-- Task objective --
Set down the material in full. Keep every line exactly as it is.

-- Input material --
PR #1250, opened 2026-05-19
fix(xml): guard escapeXml/escapeXmlAttr against null and undefined (#1247)

### LINKED ISSUE #1247: escapeXml crash: processBashCommand returns null
## Bug

`processBashCommand` can return `null`, which gets passed to `escapeXml`. `escapeXml` calls `.replace()` on null → TypeError → session crash.

```
TypeError: Cannot read properties of null (reading 'replace')
    at escapeXml (cli.mjs:202649:12)
    at processBashCommand (cli.mjs:511972:86)
    at async processUserInputBase (cli.mjs:512204:36)
    at async processUserInput (cli.mjs:512026:18)
```

## Environment
- OpenClaude v0.12.0
- Node v24.0.2
- nproxy passthrough mode (preload)

## Suggested fix
`escapeXml` should handle null/undefined input:
```js
function escapeXml(s) {
  if (s == null) return '';
  return s.replace(/&/g, '&amp;')...
}
```

0xfandom:
## Summary

- `escapeXml(s: string)` crashed with `TypeError: Cannot read properties of null (reading 'replace')` when called with `null` / `undefined`.
- BashTool result `stderr` and ShellError `stdout`/`stderr` surface as null when the stream produced nothing, and `processBashCommand` piped them straight in.
- Widen the parameter type to `string | null | undefined` and short-circuit to `''`. `escapeXmlAttr` delegates to `escapeXml` so the guard propagates.

## Impact

- user-facing: REPL no longer crashes mid-session when an empty-stderr shell command flows through `!` bash mode (or any other path that escapes nullable stdout/stderr). Reported on v0.12.0, Node 24.0.2 with nproxy preload (#1247).
- developer/maintainer: defensive widening at one call site instead of pushing `?? ''` to every caller (20 refs in tree).

## Testing

- [x] `bun run build`
- [x] `bun run smoke`
- [x] focused tests: new `src/utils/xml.test.ts` — 5 cases covering metachar escaping, null + undefined → `''`, empty string passthrough, and `escapeXmlAttr` quote escaping + inherited null guard. 5/0.

## Notes

- provider/model path tested: n/a (utility fix); reproduced the original crash by calling `escapeXml(null)` against pre-fix main → throws; post-fix → `''`.
- screenshots attached: n/a.
- follow-up: none. The 20 existing callers can keep passing non-null values; the guard is just a backstop for the BashTool null-leak path.

Closes #1247.

### DIFF
--- a/src/utils/xml.test.ts
+++ b/src/utils/xml.test.ts
@@ -1,0 +1,33 @@
+import { expect, test } from 'bun:test'
+
+import { escapeXml, escapeXmlAttr } from './xml.js'
+
+test('escapeXml escapes the core XML metacharacters', () => {
+  expect(escapeXml('<tag>&"\'</tag>')).toBe(
+    '&lt;tag&gt;&amp;"\'&lt;/tag&gt;',
+  )
+})
+
+test('escapeXml returns an empty string for null and undefined (#1247)', () => {
+  // Regression: BashTool / ShellError surface `stdout` and `stderr` as null
+  // when the stream produced nothing. processBashCommand piped those straight
+  // into escapeXml, and the previous `s.replace(...)` call crashed the REPL
+  // with `TypeError: Cannot read properties of null (reading 'replace')`.
+  expect(escapeXml(null)).toBe('')
+  expect(escapeXml(undefined)).toBe('')
+})
+
+test('escapeXml passes empty string through unchanged', () => {
+  expect(escapeXml('')).toBe('')
+})
+
+test('escapeXmlAttr also escapes quotes', () => {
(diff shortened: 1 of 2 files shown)


Vasanthdev2004:
### Blockers

None found.

### Non-Blocking

None.

### Looks Good

- Guards escapeXml/escapeXmlAttr against null and undefined
- 43 additions, 3 deletions — focused fix
- Prevents TypeError crashes

---

**Verdict: Approve** — clean null guard.

Vasanthdev2004 (approved):
Clean null guard.

kevincodex1 (approved):
LGTM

-- Task answer --
PR #1250, opened 2026-05-19
fix(xml): guard escapeXml/escapeXmlAttr against null and undefined (#1247)

### LINKED ISSUE #1247: escapeXml crash: processBashCommand returns null
## Bug

`processBashCommand` can return `null`, which gets passed to `escapeXml`. `escapeXml` calls `.replace()` on null → TypeError → session crash.

```
TypeError: Cannot read properties of null (reading 'replace')
    at escapeXml (cli.mjs:202649:12)
    at processBashCommand (cli.mjs:511972:86)
    at async processUserInputBase (cli.mjs:512204:36)
    at async processUserInput (cli.mjs:512026:18)
```

## Environment
- OpenClaude v0.12.0
- Node v24.0.2
- nproxy passthrough mode (preload)

## Suggested fix
`escapeXml` should handle null/undefined input:
```js
function escapeXml(s) {
  if (s == null) return '';
  return s.replace(/&/g, '&amp;')...
}
```

0xfandom:
## Summary

- `escapeXml(s: string)` crashed with `TypeError: Cannot read properties of null (reading 'replace')` when called with `null` / `undefined`.
- BashTool result `stderr` and ShellError `stdout`/`stderr` surface as null when the stream produced nothing, and `processBashCommand` piped them straight in.
- Widen the parameter type to `string | null | undefined` and short-circuit to `''`. `escapeXmlAttr` delegates to `escapeXml` so the guard propagates.

## Impact

- user-facing: REPL no longer crashes mid-session when an empty-stderr shell command flows through `!` bash mode (or any other path that escapes nullable stdout/stderr). Reported on v0.12.0, Node 24.0.2 with nproxy preload (#1247).
- developer/maintainer: defensive widening at one call site instead of pushing `?? ''` to every caller (20 refs in tree).

## Testing

- [x] `bun run build`
- [x] `bun run smoke`
- [x] focused tests: new `src/utils/xml.test.ts` — 5 cases covering metachar escaping, null + undefined → `''`, empty string passthrough, and `escapeXmlAttr` quote escaping + inherited null guard. 5/0.

## Notes

- provider/model path tested: n/a (utility fix); reproduced the original crash by calling `escapeXml(null)` against pre-fix main → throws; post-fix → `''`.
- screenshots attached: n/a.
- follow-up: none. The 20 existing callers can keep passing non-null values; the guard is just a backstop for the BashTool null-leak path.

Closes #1247.

### DIFF
--- a/src/utils/xml.test.ts
+++ b/src/utils/xml.test.ts
@@ -1,0 +1,33 @@
+import { expect, test } from 'bun:test'
+
+import { escapeXml, escapeXmlAttr } from './xml.js'
+
+test('escapeXml escapes the core XML metacharacters', () => {
+  expect(escapeXml('<tag>&"\'</tag>')).toBe(
+    '&lt;tag&gt;&amp;"\'&lt;/tag&gt;',
+  )
+})
+
+test('escapeXml returns an empty string for null and undefined (#1247)', () => {
+  // Regression: BashTool / ShellError surface `stdout` and `stderr` as null
+  // when the stream produced nothing. processBashCommand piped those straight
+  // into escapeXml, and the previous `s.replace(...)` call crashed the REPL
+  // with `TypeError: Cannot read properties of null (reading 'replace')`.
+  expect(escapeXml(null)).toBe('')
+  expect(escapeXml(undefined)).toBe('')
+})
+
+test('escapeXml passes empty string through unchanged', () => {
+  expect(escapeXml('')).toBe('')
+})
+
+test('escapeXmlAttr also escapes quotes', () => {
(diff shortened: 1 of 2 files shown)


Vasanthdev2004:
### Blockers

None found.

### Non-Blocking

None.

### Looks Good

- Guards escapeXml/escapeXmlAttr against null and undefined
- 43 additions, 3 deletions — focused fix
- Prevents TypeError crashes

---

**Verdict: Approve** — clean null guard.

Vasanthdev2004 (approved):
Clean null guard.

kevincodex1 (approved):
LGTM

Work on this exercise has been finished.